This task calls for copying every line in the data below that contains the word "problem".

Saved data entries
== Segment start ==

PR #9881, opened 2026-03-19
refactor: remove duplicate file read code in `ReadFileToolHandler`

deokjinkim:
### Related Issue

**Issue:** NA

### Description

Remove duplicate file read operation code by changing location of code.
With this PR, we can maintain code more easily.

### Test Procedure

Verify using `npm run` command.

### Type of Change

-   [x] ♻️ Refactor Changes
-   [ ] 💅 Cosmetic Changes
-   [ ] 🏃 Workflow Changes

### Pre-flight Checklist

### DIFF
--- a/src/core/task/tools/handlers/ReadFileToolHandler.ts
+++ b/src/core/task/tools/handlers/ReadFileToolHandler.ts
@@ -190,38 +190,6 @@ export class ReadFileToolHandler implements IFullyManagedTool {
 			}
 		}
 
-		// Re-check after possible mtime eviction
-		const validCached = config.taskState.fileReadCache.get(cacheKey)
-
-		if (validCached) {
-			validCached.readCount++
-
-			// Re-push image block for multimodal models so image context is not lost on cached reads
-			if (validCached.imageBlock) {
-				config.taskState.userMessageContent.push(validCached.imageBlock)
-			}
-
-			// Re-read from disk (cache doesn't store content to save memory)
-			const supportsImages = config.api.getModel().info.supportsImages ?? false
-			let fileContent: FileContentResult
-			try {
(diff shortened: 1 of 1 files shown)


deokjinkim:
@mathis1337 @maxpaulus43 Can I get some review when you're available? This PR is simple refactoring of #9836 .

mathis1337:
The `extractFileContent` block is intentionally duplicated across the two paths for readability. The cache-hit path has the comment `// Re-read from disk (cache doesn't store content to save memory)` which explains *why* a cache "hit" still reads from disk and that context is lost when the read is hoisted above the cache check. As the greptile bot noted, the unconditional read becomes confusing without that explanation.

The duplication is only ~14 lines and both paths may diverge in the future (e.g., we might skip disk I/O on cache hits if we add content caching back). Prefer to keep it as-is for now, but appreciate the suggestion!

However if we do want to make a change here are my thoughts.
The DRY improvement is valid. Both paths were reading from disk identically. One small request: could you add a comment above the `extractFileContent` call explaining that we always read from disk because the cache only stores metadata (readCount, mtime), not content? Something like:

```javascript
// Always read from disk — the cache stores only metadata (readCount, mtime),
// not file content, to keep memory usage minimal.
```

The greptile bot flagged the same thing and without that context, a reader might wonder why we read unconditionally before checking the cache.

I don't have ability to merge PRs though. So it will have to be a Cline developer, but I think the code has better future prop and readability the way it is, so my vote is to not change, or at very least we need to make the intent clear with something like my comment example above. Sometimes we write things for our future even if there are more slimmer ways of doing something.

deokjinkim:
@mathis1337 Thank you for your feedback. I added missing comment above the `extractFileContent`. If I don't get cline team's approval, I'll close this PR.

Issue #9919, opened 2026-03-21
task_progress parameter is forwarded to MCP servers, breaking things-mcp


jtd5048:
### Plugin Type

VSCode Extension

### Cline Version

3.75.0

### What happened?

When Cline calls MCP tools, the internal `task_progress` parameter (used for Cline's task tracking) is included as a parameter in the call sent to the MCP server. The `things-mcp` server uses Pydantic for parameter validation and rejects the unexpected `task_progress` parameter, causing every tool call to fail. Expected behavior: Cline should strip `task_progress` from the parameters before forwarding the call to the MCP server.

### Steps to reproduce

1. Configure the `things-mcp` MCP server (command: `uvx`, args: `["things-mcp"]`)
2. Have Cline call any tool on that server (e.g., `get_today` which takes no parameters)
3. The call fails with a Pydantic validation error because `task_progress` is passed as an unexpected parameter

### Provider/Model

openrouter / anthropic/claude-opus-4.6

### System Information

Visual Studio Code: 1.112.0, Node.js: v22.22.0, Architecture: arm64

ClineXDiego:
This is a duplicate of #9684. Closing in favor of that issue — please add any additional details there.

PR #9951, opened 2026-03-24
fix: strip task_progress from MCP tool call arguments

### LINKED ISSUE #9684: Infinite thinking loop caused by passing task_progress to MCP tools
### Plugin Type

VSCode Extension

### Cline Version

3.70.0

### What happened?

While using Cline, an infinite thinking loop occurred. After several unsuccessful attempts to proceed, I interrupted the AI, and it explained the following situation:

task_progress is an internal progress tracking parameter in the Cline system, used to record task completion progress (the to-do list you see). It should only be passed to Cline's own tools (like read_file, write_to_file, etc.), not to MCP tools (like get_debug_output, run_project, etc.).

The previous problem was: the system instructed me to "include task_progress with every tool call," but MCP tools' interfaces don't recognize this parameter, so every call resulted in an Unexpected keyword argument error, causing it to get stuck repeatedly.

This is actually an MCP usage issue worth documenting — Cline's task_progress mechanism is incompatible with MCP tool parameters.

Now please toggle to

Act Mode (⌘⇧A), and I'll continue running the tests using the correct approach (not passing task_progress to MCP tools).

(P.S.: Even after it understood the problem, it still gets stuck in infinite thinking when continuing to run)

### Steps to reproduce

1.
2.
3.

### Provider/Model

_No response_

### System Information

_No response_

ClineXDiego:
## Summary

Fixes #9684 (also reported in #9919)

Strip the internal `task_progress` parameter from MCP tool call arguments before forwarding them to MCP servers.

## Root Cause

The system prompt instructs the model to include `task_progress` with every tool call for focus chain tracking. When the model calls an MCP tool, `task_progress` ends up inside the `arguments` JSON. MCP servers with strict schema validation reject the unexpected parameter, the model retries with the same parameter, and an infinite loop results.

## Fix

In `UseMcpToolHandler.execute()`, after parsing the `arguments` JSON string, delete `task_progress` from the object before passing it to `McpHub.callTool()`. This:

1. Preserves `task_progress` at the block level (`block.params.task_progress`) for focus chain tracking
2. Only strips it from the MCP server-bound arguments
3. No-ops when `task_progress` is not present in the arguments

## Test plan

- [ ] MCP tool calls no longer include `task_progress` in arguments sent to servers
- [ ] Focus chain / task progress tracking still works
- [ ] MCP tool calls with valid arguments work correctly
- [ ] Works with focus chain enabled and disabled

### DIFF
--- a/src/core/task/tools/handlers/UseMcpToolHandler.ts
+++ b/src/core/task/tools/handlers/UseMcpToolHandler.ts
@@ -74,6 +74,15 @@ export class UseMcpToolHandler implements IFullyManagedTool {
 				await config.callbacks.say("error", `Cline tried to use ${tool_name} with an invalid JSON argument. Retrying...`)
 				return formatResponse.toolError(formatResponse.invalidMcpToolArgumentError(server_name, tool_name))
 			}
+
+			// Strip task_progress from arguments before sending to MCP server.
+			// The model includes task_progress with every tool call per system prompt,
+			// but MCP servers don't expect it and reject it, causing an infinite retry
+			// loop. We preserve task_progress at the block level for focus chain tracking.
+			// See #9684
+			if (parsedArguments && "task_progress" in parsedArguments) {
+				delete parsedArguments.task_progress
+			}
 		}
 
 		config.taskState.consecutiveMistakeCount = 0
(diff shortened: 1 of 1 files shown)


dominiccooney:
The SDK migration removed the classic `UseMcpToolHandler` and system-prompt path this patch changes. On current `main`, MCP tools are generated directly from each server's `inputSchema` in `sdk/packages/core/src/extensions/mcp/tools.ts`, and `task_progress` is no longer injected into MCP tool-call arguments, so the reported failure mode is absent.

I'm closing this as superseded. Thank you for the fix, and sorry we were slow to respond. Please let us know if current `main` still sends `task_progress` to an MCP server; that would be a distinct regression in the SDK path.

== Segment end ==

→ WRITTEN SOLUTION
The previous problem was: the system instructed me to "include task_progress with every tool call," but MCP tools' interfaces don't recognize this parameter, so every call resulted in an Unexpected keyword argument error, causing it to get stuck repeatedly.
(P.S.: Even after it understood the problem, it still gets stuck in infinite thinking when continuing to run)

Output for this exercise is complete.